Tribe node, is special type of node that coordinate to connect to multiple clusters and perform search and others operation across all connected clusters. Tribe Node configured by settings tribe.
Coordinating Node behave like Smart Load balancer which able to handle master duties, to hold data, and pre-process documents, then you are left with a coordinating node that can only route requests, handle the search reduce phase, and distribute bulk indexing.
Every node is implicitly a coordinating node. This means that a node that has all three node.master, node.data and node.ingest set to false will only act as a coordinating node, which cannot be disabled. As a result, such a node needs to have enough memory and CPU in order to deal with the gather phase.
What is an index in ElasticSearch?
Index is like a ‘database’ in a relational database. It has a mapping which defines multiple types. An index is a logical namespace which maps to one or more primary shards and can have zero or more replica shards.
MySQL => Databases
ElasticSearch => Indices
What is inverted index in Elasticsearch?
Inverted Index is backbone of Elasticsearch which make full-text search fast. Inverted index consists of a list of all unique words that occurs in documents and for each word, maintain a list of documents number and positions in which it appears.
For Example: There are two documents and having content as:
1: FacingIssuesOnIT is for ELK.
2: If ELK check FacingIssuesOnIT.
To make inverted index each document will split in words (also called as terms or token) and create below sorted index .
Now when we do some full-text search for String will sort documents based on existence and occurrence of matching counts.
Usually in Books we have inverted indexes on last pages. Based on the word we can thus find the page on which the word exists.
What is a shard in ElasticSearch?
Due to resource limitations like RAM, vCPU etc, for scale-out, applications need to employ multiple instances of ElasticSearch on separate machines.
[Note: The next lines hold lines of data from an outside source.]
PR #1663, opened 2024-01-29
Remove dhcp_disabled from data_source_openstack_networking_subnet_v2

nikParasyr:
dhcp_disabled has been deprecated in favor of dhcp_enabled. Remove it from the provider

Part of #1660


kayrus (approved):
Sounds reasonable without the deprecation note. Besides there is no a reference in docs.

Issue #1626, opened 2023-11-30
Security group rule operations are very slow


echaiv:
Security group rule operations are serialized by #994. This seems to have been done to workaround a bug in "Contrail." Neutron does not have this defect and can preform security group rule operations in parallel. Serializing rule operations causes a significant performance regression.

It would be nice to make this mutex optional and add a flag to either enable or disable the workaround for contrail. I have a patch for this and can make a PR.

### Terraform Version
Affects multiple terraform versions. Tested with several terraform versions and several versions of the openstack provider. The issue seems to have been introduced with version 1.28.0 of the openstack provider.

```
1.0.1   + 1.27.0 -> 3m53s
1.2.5   + 1.27.0 -> 3m39s
1.6.5   + 1.27.0 -> 3m38s

1.0.1   + 1.28.0 -> 17m40s
1.2.5   + 1.28.0 -> 17m27s
1.6.5   + 1.28.0 -> 25m31s

1.0.1   + 1.53.0 -> 31m30s
1.2.5   + 1.53.0 -> 31m26s
1.6.5   + 1.53.0 -> 31m24s
```

### Affected Resource(s)
- openstack_networking_secgroup_rule_v2

### Terraform Configuration Files
```hcl
# Minimal test case to create a bunch of rules
locals {
  rules = {
    for i in range(350):
    i => {
      group = "test_sg"
      direction = "ingress"
      ethertype = "IPv4"
      protocol = "tcp"
      port_range_min = 1234
      port_range_max = 1234
      remote_ip_prefix = format("10.%d.%d.%d/32", floor(i / (256 * 256)), floor(i / 256) % 256, i % 256)
    }
  }
  groups = toset([for k, rule in local.rules: rule.group])
}

resource "openstack_networking_secgroup_v2" "group" {
  for_each             = local.groups
  name                 = each.key
  description          = "${each.key}"
  delete_default_rules = true
}

resource "openstack_networking_secgroup_rule_v2" "rule" {
  for_each          = local.rules
  security_group_id = resource.openstack_networking_secgroup_v2.group[each.value.group].id
  direction         = each.value.direction
  ethertype         = each.value.ethertype
  protocol          = each.value.protocol
  port_range_min    = each.value.port_range_min
  port_range_max    = each.value.port_range_max
  remote_ip_prefix  = each.value.remote_ip_prefix
}
```

### Panic Output
No panic

### Expected Behavior
Terraform creates security group rules in parallel.

[...]

PR #1672, opened 2024-02-13
Add a flag to allow parallel network API calls

echaiv:
This PR adds a configuration option `use_mutex` which defaults to true. When set to true, a mutex is used to serialize network API calls. If the user overrides this by setting `use_mutex` to false, then parallel network operations are allowed. This greatly improves performance when using terraform-provider-openstack to manage a large number of network resources.

Provides a workaround for #1626.


kayrus:
@echaiv Thanks for the PR. Does it make sense to implement a new flag per resource?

Data in an index can be divided into multiple partitions, each handled by a separate node (instance) of ElasticSearch. Each such partition is called a shard. By default an ElasticSearch index has 5 shards.
GetJob Ready with ElasticSearch Training With Live Project By Experts
What is a replica in ElasticSearch?
Each shard in ElasticSearch has 2 copy of the shard. These copies are called replicas. They serve the purpose of high-availability and fault-tolerance.
What is a document in ElasticSearch?
Document is similar to a row in relational databases. The difference is that each document in an index can have a different structure (fields), but should have same data type for common fields.
MySQL => Databases => Tables => Columns/Rows
ElasticSearch => Indices => Types => Documents with Properties
What are the basic operations you can perform on a document?
The following operations can be performed on documents
INDEXING A DOCUMENT USING ELASTICSEARCH.
FETCHING DOCUMENTS USING ELASTICSEARCH.
UPDATING DOCUMENTS USING ELASTICSEARCH.
DELETING DOCUMENTS USING ELASTICSEARCH.
What is a type in ElasticSearch?
Type is a logical category/partition of index whose semantics is completely upto the user.
What are common area of use Elasticsearch?
It’s useful in application where need to do analysis, statics and need to find out anomalies on data based on pattern.
It’s useful where need to send alerts when particular condition matched like stock market, exception from logs etc.
It’s useful with application where log analysis and issue solution provide because of full search in billions of records in milliseconds.
It’s compatible with application like Filebeat, Logstash and Kibana for storage of high volume data for analysis and visualize in form of chart and dashboards.